First, I got to finish and fit the face vise. For that, and for all the "fixtures" (the face vise chop &pin board, the sliding deadman, the end cap, and wagon chop) I used a nice piece of 8/4 ash. I'd never worked with ash before, and I really love how it works. Passing over it with a smoother plane gets it silky smooth.

For the face vise, I went with the Lee Valley screw hardware, as I like its simplicity. I'd already chopped out the mortise to fit the screw mount and pin board, so now I had to finish shaping the chop, fitting the hardware on the chop, and leveling out the top to sit flush with the top. I also drilled and sized the pin board.










I went together well, but the slot in the leg for the pin board was too tight, and I had to spend sometime widening to allow it to slide in and out smoothly. Finally it was all set, and with using a screwdriver as my pin (until I later make one with a store bought handle and piece of 3/8" steel rod), the vise was done.




























Next up was the sliding deadman. Made from that same 8/4 ash, I resawed and planed it to get it down to 1 1/4" thick. I went into place easily, and looks great.










Then it was wagon vise time. If there was one new feature I was most looking forward to in this bench, it was this. The Benchcrafted $300 hardware was out of my budget, so I went with the $29 Lee Valley shoulder vise for the hardware. I wanted to be able to clamp pieces through the wagon hole, so having a screw in that space wasn't going to work. I also wanted to make sure I could easily take the chop out if I needed to replace it. The Lee Valley kit seemed to fit that bill.

So I went with a simple upside-down "T" shape for the chop, with guide strips screwed beneath to hold it in. The end cap was 8/4 ash, and the chop was laminated from the same. Here's the result…

Routing out the mortise for the screw mount in the end cap…










The end cap in place…










And the wagon vise coming together…



















after drilling the dog holes…














































--










So that's it, almost. I still need to chop the 2"x2" mortise for the planing stop, and then I'll be finishing the whole thing with Watco Danish Oil (natural). I also will be adding leather to the inside of the face vise chop, and inside the far wall of the wagon vise. I also have some grammercy holdfasts on order. The only holdfasts I had before were a pair of super crappy blue cast iron ones (I think from Rockler?). One of those cracked months ago, and the one remaining one is too short to do anything useful.

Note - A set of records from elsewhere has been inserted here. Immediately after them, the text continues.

PR #887, opened 2022-06-14
[ISSUE-884] device or resource busy when NodeStageVolume

### LINKED ISSUE #884: CSI failed to deploy HDD volumes after upgrade when stage volume
**Describe the bug**
below logs is reported in csi node log,
```
MountVolume.MountDevice failed for volume "pvc-b8dd3c41-7ca1-4377-a1ee-2be8d9876c28" : rpc error: code = Internal desc = failed to stage volume: unable to find part name for device /dev/sdh by uuid b8dd3c41-7ca1-4377-a1ee-2be8d9876c28: exit status 1
```
detail logs,
```
Jun  1 15:05:47.327 [INFO] [CSINodeService] [NodeStageVolume] [pvc-b8dd3c41-7ca1-4377-a1ee-2be8d9876c28] Processing request
 1185 Jun  1 15:05:47.345 [INFO] [CSINodeService] [NodeStageVolume] [pvc-b8dd3c41-7ca1-4377-a1ee-2be8d9876c28] Volume status: PUBLISHED
 1186 Jun  1 15:05:47.345 [DEBU] [CSINodeService] [NodeStageVolume] [pvc-b8dd3c41-7ca1-4377-a1ee-2be8d9876c28] staging path is: /var/lib/kubelet/plugins/kuber      netes.io/csi/pv/pvc-b8dd3c41-7ca1-4377-a1ee-2be8d9876c28/globalmount/dev
 1187 Jun  1 15:05:47.347 [DEBU] [DriveProvisioner] [GetVolumePath] [pvc-b8dd3c41-7ca1-4377-a1ee-2be8d9876c28] Got drive &{TypeMeta:{Kind: APIVersion:} Object      Meta:{Name:03f75146-d83f-4a54-9c96-61a01ef5e7a5 GenerateName: Namespace: SelfLink:/apis/csi-baremetal.dell.com/v1/drives/03f75146-d83f-4a54-9c96-61a01ef      5e7a5 UID:d97ab3a5-cd30-4ea9-847a-0d31d54f3b3b ResourceVersion:6043135 Generation:910 CreationTimestamp:2022-05-27 07:23:43 +0000 UTC DeletionTimestamp:      <nil> DeletionGracePeriodSeconds:<nil> Labels:map[app:csi-baremetal app.kubernetes.io/name:csi-baremetal] Annotations:map[] OwnerReferences:[] Finalizer      s:[] ClusterName: ManagedFields:[{Manager:node Operation:Update APIVersion:csi-baremetal.dell.com/v1 Time:2022-06-01 10:38:06 +0000 UTC FieldsType:Field      sV1 FieldsV1:{"f:metadata":{"f:labels":{".":{},"f:app":{},"f:app.kubernetes.io/name":{}}},"f:spec":{".":{},"f:Firmware":{},"f:Health":{},"f:NodeId":{},"      f:PID":{},"f:Path":{},"f:SerialNumber":{},"f:Size":{},"f:Slot":{},"f:Status":{},"f:Type":{},"f:UUID":{},"f:Usage":{},"f:VID":{}}} Subresource:}]} Spec:{      UUID:03f75146-d83f-4a54-9c96-61a01ef5e7a5 VID:ATA PID:TOSHIBA MG06ACA8 SerialNumber:90D0A0E0F1QF Health:GOOD Type:HDD Size:8001000000000 Status:ONLINE U      sage:IN_USE NodeId:75d97d13-3480-4f5f-b49b-f8e2d95ac7fe Path:/dev/sdh Enclosure: Slot:18 Bay: Firmware:GA08 Endurance:0 LEDState: IsSystem:false IsClean      :false XXX_NoUnkeyedLiteral:{} XXX_unrecognized:[] XXX_sizecache:0}}
 1188 Jun  1 15:05:47.347 [DEBU] [DriveProvisioner] [GetVolumePath] [pvc-b8dd3c41-7ca1-4377-a1ee-2be8d9876c28] Got device /dev/sdh
 1189 Jun  1 15:05:47.347 [DEBU] [PartitionOperations] [SearchPartName] [b8dd3c41-7ca1-4377-a1ee-2be8d9876c28] Search partition number for device /dev/sdh and       uuid b8dd3c41-7ca1-4377-a1ee-2be8d9876c28
 1190 Jun  1 15:05:47.348 [ERRO] [Executor] [blockdev --rereadpt -v /dev/sdh] [795.294µs] [795294] [pkg/base/command/cmdexec.go:186] [runCmdFromCmdObj] stdout      : , stderr: blockdev: ioctl error on BLKRRPART: Device or resource busy, Error: exit status 1
```

 - Hardware: [Dell PowerEdge]
 - OS: [sles15]
 - Version: [1.1.0]

**To Reproduce**
deploy HDD volumes after upgrade

**Expected behavior**
no error reported and node volume stage success.;

**Screenshots**

**Additional context**

libzhang:
### Resolves #884 
blockdev --rereadpt -v <device> return "device or resource busy" when related volume was already mounted.(volume in published status). 
partprobe did not have this issue,  but due to known issues [udev issue](https://github.com/dell/csi-baremetal/blob/master/docs/kernel-distribution-dependenant-tools.md), 
we propose another solution:
in NodeStageVolume function,  when GetVolumePath,  for published volume, we just skip partition table sync.  and all other flows(get part uuid etc.) will not affect. 

## PR checklist
- [x] Add link to the issue
- [x] Choose Project
- [x] Choose PR label
- [x] New unit tests added

## Testing
_Provide test details_


pkg/node/provisioners/drive_provisioner.go
```diff
@@ -224,7 +224,15 @@ func (d *DriveProvisioner) GetVolumePath(vol *api.Volume) (string, error) {
 	}
 	volumeUUID, _ = util.GetVolumeUUID(volumeUUID)
 
-	partNum, err := d.partOps.SearchPartName(device, volumeUUID)
+	// For volumes that are in Published status, ignore partition re-read and
+	// get the partition number directly.
+	var partNum string
+	if vol.CSIStatus == apiV1.Published {
+		partNum, err = d.partOps.GetPartitionNameByUUID(device, volumeUUID)
```
rkiselenko, line 231: Please don't ignore errors here, it is not clear which call the error handling below belongs to

rkiselenko (changes requested):

pkg/node/provisioners/drive_provisioner.go
libzhang: I assume if/else block can combine to one error handling,  the purpose is to get partition name.  so the error handleing below belongs to the above if/else block. 
do you mean we should logging  2 different error logs in if/else ?

rkiselenko: one call one error handling

libzhang: how about below logic,  is it ok ? 
```
229     var handleFunc func(string, string) (string, error)  
230     if vol.CSIStatus == apiV1.Published {  
231         handleFunc = d.partOps.GetPartitionNameByUUID  
232     } else {  
233         handleFunc = d.partOps.SearchPartName                        
234     }     
235           
236     partNum, err := handleFunc(device, volumeUUID)   
237                                                      
238     if err != nil {  
239         // on device disconnect or node reboot device name might change and we need to re-sync drive info   
240         return "", fmt.Errorf("unable to find part name for device %s by uuid %s: %w", device, volumeUUID, err)  
241     }             
```

pkg/node/provisioners/drive_provisioner.go
```diff
@@ -224,7 +224,15 @@ func (d *DriveProvisioner) GetVolumePath(vol *api.Volume) (string, error) {
...
+	} else {
+		partNum, err = d.partOps.SearchPartName(device, volumeUUID)
```
safronovD, line 233: We have a case when a volume in PUBLISHED state but not really mounted - after physical node reboot kubelet doesn't send UnStage and UnPublish requests and when node is back we receive NodeStage request for PUBLISHED volume (and have to bind/mount it again)
Could you please clarify a difference between `partprobe` and `blockdev` usage - why we have an error here? And could we use another tool for partition syncing but without udev calls?

libzhang: hi @safronovD,   I think the fix here will handle the case you described properly.  it  just does not re-read (resync) the kernel partition table again.  it still will get the part uuid directly and then do subsequent mount operations. 

for the difference b/w partprobe and blockdev,  I see blockdev will use the ioctl (BLKPART)  syscall call to do related operation,  while partprobe not use the same one and I found a link that said partprobe indeed did some improvment for mounted device. (https://bugs.freedesktop.org/show_bug.cgi?id=20813#:~:text=This%20is%20caused%20by%20the%20BLKRRPART%20ioctl%20failing,is%20really%20just%20a%20bug%2Ffeature%20in%20the%20kernel)

regarding the tool,  I do some research and found cfdisk/sfdisk,  but they all use the same api as blockdev(ioctl BLKPART)  and will get the same error.

pkg/node/provisioners/drive_provisioner.go
rkiselenko: Checkout example below: 
```golang
var partNum string
if partNum, err = d.partOps.SearchPartName(device, volumeUUID); err != nil {
  return "", fmt.Errorf("search part name for %s by uuid %s: %w", device, volumeUUID, err)
}
if vol.CSIStatus == apiV1.Published {
  if partNum, err = d.partOps.GetPartitionNameByUUID(device, volumeUUID); err != nil {
    return "", fmt.Errorf("get part name by uuid %s for device:%s : %w", volumeUUID, device, err)
  } 
}
```

libzhang: thank you @rkiselenko . changed the code, please help review again.

libzhang:
@safronovD @rkiselenko,  may you help review the code ?

safronovD:
@yurkov-anton Could you please take a look?

pkg/node/provisioners/drive_provisioner.go
libzhang: thanks @yurkov-anton for the review. 
do you mean skip blockdev error "device or resource busy" in underlying SearchPartName function ?
then it will need many code changes to pass the volume CSI status to the function, now the search PartName did not care about the volume,  just the uuid. 
another thing is "device or resource busy" is just the blockdev command stdout,  the err returned is "exit status -1",  so it is not easy to judge this.

yurkov-anton: Can we check for "Block device is busy"  in a error returned by `SearchPartName`?
Skiping synch of part table can be cause undefined behavior when disk was changed or disconnected.

libzhang: Hi @yurkov-anton,  in current code,  if SearchPartName returns error,  then no partuuid is returned, and subsequent action such as mounting the volume could not be done.  that's the reason I do a replacement for only get partuuid if volume is already in published status.  you can check the code call chain as below,  if we did not skip the partition re-read in such scenario, then it will fall into such  
error loop as now the problem describeed, 
```
   NodeStageVolume
        GetVolumePath
            SearchPartName
                SyncPartitionTable
```
here why we skip partition resync(partition re-read to notify the kernel) , since volume was already in published status, that indicated the partition was already be notified before,  even the node was rebooted,  that partition would not change.  we just need to re-read the partition uuid, no need to notify the kernel,  right?

libzhang: Hi @yurkov-anton,  sorry to bother you again,  could you help review again? any suggestions for my above comments ?

pkg/node/provisioners/drive_provisioner.go
libzhang: Hi @rkiselenko,  changed the code as your suggestions,  could you please help review ?

pkg/node/provisioners/drive_provisioner.go
```diff
@@ -224,10 +224,19 @@ func (d *DriveProvisioner) GetVolumePath(vol *api.Volume) (string, error) {
...
-		// on device disconnect or node reboot device name might change and we need to re-sync drive info
-		return "", fmt.Errorf("unable to find part name for device %s by uuid %s: %w", device, volumeUUID, err)
+	// For volumes that are in Published status, ignore partition re-read and
+	// get the partition number directly.
+	var partNum string
+	if vol.CSIStatus == apiV1.Published {
+		if partNum, err = d.partOps.GetPartitionNameByUUID(device, volumeUUID); err != nil {
+			return "", fmt.Errorf("get part name by uuid %s for device:%s : %w", volumeUUID, device, err)
+		}
+	} else {
```
rkiselenko, line 234: The else part is excess here

rkiselenko (changes requested):

pkg/node/provisioners/drive_provisioner.go
libzhang: Hi @rkiselenko ,   the logic here is for published volume,  we just get the partition uuid directly,  and for others,  we will use SearchPartName to re-sync partition table and then get the partition uuid.  so here the else part is necessary.   we need to pick one of them to execute based on the volume status. 
is my logic correct ?

pkg/node/provisioners/drive_provisioner.go
yurkov-anton: Hi @libzhang, sorry for the long answer.
I've told about ignore synch error only if message contain "Disk busy"  and volume is PUBLISHED, because this is expected error in this way. 
```
partName, err = SearchPartName
if err {
    if "Disk is busy" in err and vol.CSIStatus == apiV1.Published {
        partName, err = GetPartitionNameByUUID
   }
   if err {
         return err
   }
}
```
We have case that @safronovD was talking about:
1. physical node reboot
2. something wrong with disk or removed physically drive
3. VolumeCR still published and OS keep path to disk.
4. node is back and NodeStage send
5. CSI get part path by SearchPartName, but path is missing

I think can be another cases, which we do not take into account. We need to synch part table, if we can, before use part path.

pkg/node/provisioners/drive_provisioner.go
yurkov-anton: @rkiselenko сould you please clarify why this is excess part?

pkg/node/provisioners/drive_provisioner.go
libzhang: thanks @yurkov-anton.  I got your point.  will work on this way.

libzhang: Hi @yurkov-anton,  changed the code based on your comments,  may you help review ? thanks.

pkg/node/provisioners/drive_provisioner.go
```diff
@@ -227,14 +228,16 @@ func (d *DriveProvisioner) GetVolumePath(vol *api.Volume) (string, error) {
...
 	var partNum string
-	if vol.CSIStatus == apiV1.Published {
-		if partNum, err = d.partOps.GetPartitionNameByUUID(device, volumeUUID); err != nil {
-			return "", fmt.Errorf("get part name by uuid %s for device:%s : %w", volumeUUID, device, err)
-		}
-	} else {
-		if partNum, err = d.partOps.SearchPartName(device, volumeUUID); err != nil {
+	if partNum, err = d.partOps.SearchPartName(device, volumeUUID); err != nil {
+		// blockdev command run return exec.ExitError
+		if _, ok := err.(*exec.ExitError); ok && vol.CSIStatus == apiV1.Published {
```
yurkov-anton, line 233: blockdev can return a few type of errors, we need to skip only disk is busy

libzhang: Hi  @yurkov-anton,  now I checked the exec_posix.go code,   we can use the exit status code to judge this instead of stderr output.   the exitError.ProcessState.ExitStatus will catch the exit status code. 
do you think it is ok ?

yurkov-anton: As I know blockdev exit code doesn't say about type of error.
`err` contains error massage from blockdev. And we can check that `err` contains `Device or resource busy` part.

libzhang: Thank you @yurkov-anton for the reminder,  I found exitError contains Stderr, that's what we need here. updated code,  please help take a look again.

pkg/node/provisioners/drive_provisioner.go
```diff
@@ -224,10 +226,23 @@ func (d *DriveProvisioner) GetVolumePath(vol *api.Volume) (string, error) {
...
-		return "", fmt.Errorf("unable to find part name for device %s by uuid %s: %w", device, volumeUUID, err)
+	// For volumes that are in Published status, ignore partition re-read and
+	// get the partition number directly.
+	var partNum string
+	if partNum, err = d.partOps.SearchPartName(device, volumeUUID); err != nil {
+		// blockdev command run return exec.ExitError, exit error code 1 means
+		// the blockdev hit "device or resource busy" error.
+		if exitError, ok := err.(*exec.ExitError); ok &&
+			strings.Contains(string(exitError.Stderr), "Device or resource busy") &&
+			vol.CSIStatus == apiV1.Published {
```
safronovD, line 237: Could we just check that device is really mounted when we see `"Device or resource busy"` error and not operate with volume statuses? In that case we can make error check a part of `SearchPartName` function

libzhang: thanks @safronovD, @yurkov-anton  for the suggestions. Yes,  we can check the device mounted or not to avoid using volume status in SearchPartName.  
here is my questions,  for raw block mode  bind mount and file system mount,  do we have API that can tell if it is mounted or not ?  Please suggest, thank you.

libzhang: Hi @safronovD, @yurkov-anton,  updated code based on your latest comments.  Could you help review again?

safronovD: Sorry for delay. We already have the same method to check mount status - https://github.com/dell/csi-baremetal/blob/eccff10da812669bbab4c529c45e66be8c813972/pkg/base/linuxutils/fs/fs_helper.go#L235

safronovD: Do you resolve problem with the raw block mode?

libzhang: Hi @safronovD,  I see we have this similar function in fs_helper.go,  but we can't use it easily in SeachPartName fuction(partition_operations.go),  since It is implemented for WrapFSImpl.  
another reason is it can't meet our requirement,   since what we used there, the input parameters are something like "/dev/sdh",  we need to remove the /dev prefix to find it in /proc/self/mountinfo. 

for your question on raw block mode,  I already checked,  the /proc/slef/mountinfo can find similar entry in it.  so this method is enough.

pkg/node/provisioners/utilwrappers/partition_operations.go
```diff
@@ -155,6 +158,25 @@ func (d *PartitionOperationsImpl) ReleasePartition(p Partition) error {
 	return nil
 }
 
+// isMounted judge if device like /dev/sda is mounted or not
+func isMounted(device string) bool {
```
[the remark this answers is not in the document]
libzhang: Hi @rkiselenko,  thanks for your comments,  I already checked on a hdd cluster node.  found below issue,   if we use findmnt,  we need to parse the results and check if the related device is in it or not.  
It seems my current solution can achieve either.  so I prefer to current solution. 

```
# cat /proc/self/mountinfo | grep sdi
3815 2218 0:6 /sdi1 /var/lib/kubelet/plugins/kubernetes.io/csi/pv/pvc-c9f66ea3-69ca-4516-a84a-5f6e53ea43f9/globalmount/dev rw,nosuid,relatime shared:626 - devtmpfs udev rw,size=32771740k,nr_inodes=8192935,mode=755
3816 2176 0:6 /sdi1 /hostroot/var/lib/kubelet/plugins/kubernetes.io/csi/pv/pvc-c9f66ea3-69ca-4516-a84a-5f6e53ea43f9/globalmount/dev rw,nosuid,relatime shared:626 - devtmpfs udev rw,size=32771740k,nr_inodes=8192935,mode=755
#

# findmnt -n /dev/sdi1
# findmnt -n /dev/sdi
#
# findmnt | grep sdi
|   |-/hostroot/var/lib/kubelet/plugins/kubernetes.io/csi/pv/pvc-c9f66ea3-69ca-4516-a84a-5f6e53ea43f9/globalmount/dev                                                                  udev[/sdi1]                                                                                                                                                                                        devtmpfs   rw,nosuid,relatime,size=32771740k,nr_inodes=8192935,mode=755
  |-/var/lib/kubelet/plugins/kubernetes.io/csi/pv/pvc-c9f66ea3-69ca-4516-a84a-5f6e53ea43f9/globalmount/dev                                                                             udev[/sdi1]                                                                                                                                                                                        devtmpfs   rw,nosuid,relatime,size=32771740k,nr_inodes=8192935,mode=755

```

rkiselenko (approved):

pkg/node/provisioners/drive_provisioner.go
libzhang: Hi @safronovD,  @yurkov-anton,  may you help take a look at my above comments ?

libzhang: Hi @safronovD,  @yurkov-anton,  sorry to bother you again,  could you please take a look and give any comments or approve the PR ?  Thanks.

mishoyama:
@libzhang please address issue with the DCO check https://github.com/dell/csi-baremetal/pull/887/checks?check_run_id=7386149573

mishoyama:
@libzhang PR validation also failed - https://github.com/dell/csi-baremetal/runs/7386150446?check_suite_focus=true

pkg/node/provisioners/drive_provisioner.go
yurkov-anton: 1. Need to add WrapFSImpl to [PartitionOperations](https://github.com/libzhang/csi-baremetal/blob/620565c880d9a0485f6283f0c2008f3be45040f8/pkg/node/provisioners/utilwrappers/partition_operations.go#L43)
2. I'm not sure need to remove the `/dev` part
```
cat /proc/self/mountinfo | grep /dev/sda
132 99 8:1 / /boot rw,relatime shared:72 - ext4 /dev/sda1 rw,seclabel
```

libzhang:
Hi @mishoyama,  sorry for the late response since I took on vacation last week. 
I updated the DCO and also fixed the go lint errors.  Please take a look.

mishoyama:
@libzhang now codecov/patch check has failed

pkg/node/provisioners/utilwrappers/partition_operations.go
```diff
@@ -155,6 +158,25 @@ func (d *PartitionOperationsImpl) ReleasePartition(p Partition) error {
...
+	// remove the prefix /dev as the mountinfo only contains suffix.
+	device = strings.Trim(device, "/dev")
+	procMounts, err := util.ConsistentRead("/proc/self/mountinfo", 5, time.Millisecond)
```
libzhang, line 165: Hi @mishoyama,  do you have suggestions for this kinds of test coverage ?  since it is reading a file in host,  I could not mock the contents of this file,  so test coverage can't be 100% covered I think.

pkg/node/provisioners/drive_provisioner.go
libzhang: Hi @yurkov-anton, sorry for missing your last comments. Here is why I propose to remove the /dev part,  since I checked on a hdd cluster,  it shows below results,  there is no /dev prefix here,  so we need to cover all scenario here,  remove the prefix is more robust.
```
# cat /proc/self/mountinfo | grep sdi
3815 2218 0:6 /sdi1 /var/lib/kubelet/plugins/kubernetes.io/csi/pv/pvc-c9f66ea3-69ca-4516-a84a-5f6e53ea43f9/globalmount/dev rw,nosuid,relatime shared:626 - devtmpfs udev rw,size=32771740k,nr_inodes=8192935,mode=755
3816 2176 0:6 /sdi1 /hostroot/var/lib/kubelet/plugins/kubernetes.io/csi/pv/pvc-c9f66ea3-69ca-4516-a84a-5f6e53ea43f9/globalmount/dev rw,nosuid,relatime shared:626 - devtmpfs udev rw,size=32771740k,nr_inodes=8192935,mode=755
#
```

libzhang: and another nvme cluster,  it shows below,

Overall, I am thrilled with the bench. The few times I used the face vise in finishing up these piece, the holding capacity was fantastic, a huge improvement over the Rockler quick release front vise I had before that always racked. And the wagon vise is a thrill, too. I clamped a 18" test piece in between the dogs, and it was rock solid. I love the fact that it is left handed; the days of fighting my old bench just to plane comfortably are over.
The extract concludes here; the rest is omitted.